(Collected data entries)
....................

Issue #123, opened 2021-05-12
Make a command line client for deploying checker


utdemir:
Compiling and deploying checker is not trivial; since it requires a set of scripts to 

1. Transpilate ocaml to ligo
2. Separately compile the main contract and the lazy entrypoints
3. Deploy the main contract, then the lazy entrypoints
4. Seal the contract passing the necessary addresses for contracts it depends on

Steps 1 and 2 is required only when developing checker, so we can just share the resulting artifacts for deployment.

This issue is to create a script to do the step 3 and 4.

Currently we have a shell script to do the deployment; but I think using `pytezos` here will have some benefits on testing front, because then we can also write some end to end tests on Python, which is more plesant to write tests in than a shell script.

dorranh:
@utdemir, do you think that #127 + #130 cover this issue? Wanted to double check before closing.

utdemir:
Yes, definitely. Thanks!

PR #130, opened 2021-05-18
Add CLI to client library

dorranh:
Builds on #127 by adding a CLI for the Python client library for doing things like starting / stopping the sandbox and deploying contracts. This can be run in the nix-shell using the checker command, e.g. `checker --help`. Also updated the local deployment instructions in the README to use this new CLI.

Addresses #123


README.md
```diff
@@ -55,39 +55,18 @@ Generate the LIGO and Michelson code:
...
-$ tezos-client import secret key bob unencrypted:edsk3RFfvaFaxbHx8BMtEW1rKQcPtDML3LXjNqMNLCzC3wLC1bWbAt --force
-```
-
-And finally, deploy the contract (and packed entrypoints) to the sandbox:
+> Note: If no port is specified, the client will attempt to select a default one. To view the port number for
+> use with tezos-client, etc. you can use: `checker show-config`.
 
+And finally, deploy checker itself:
 ```console
-$ ./scripts/deploy-contract.sh
```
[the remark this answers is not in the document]
utdemir: And since we're at it, we can also delete the `run-sandbox.sh` too.

client/checker_client/cli.py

....................

Write the number of data lines with "scripts", nothing else.

### [Solution]
2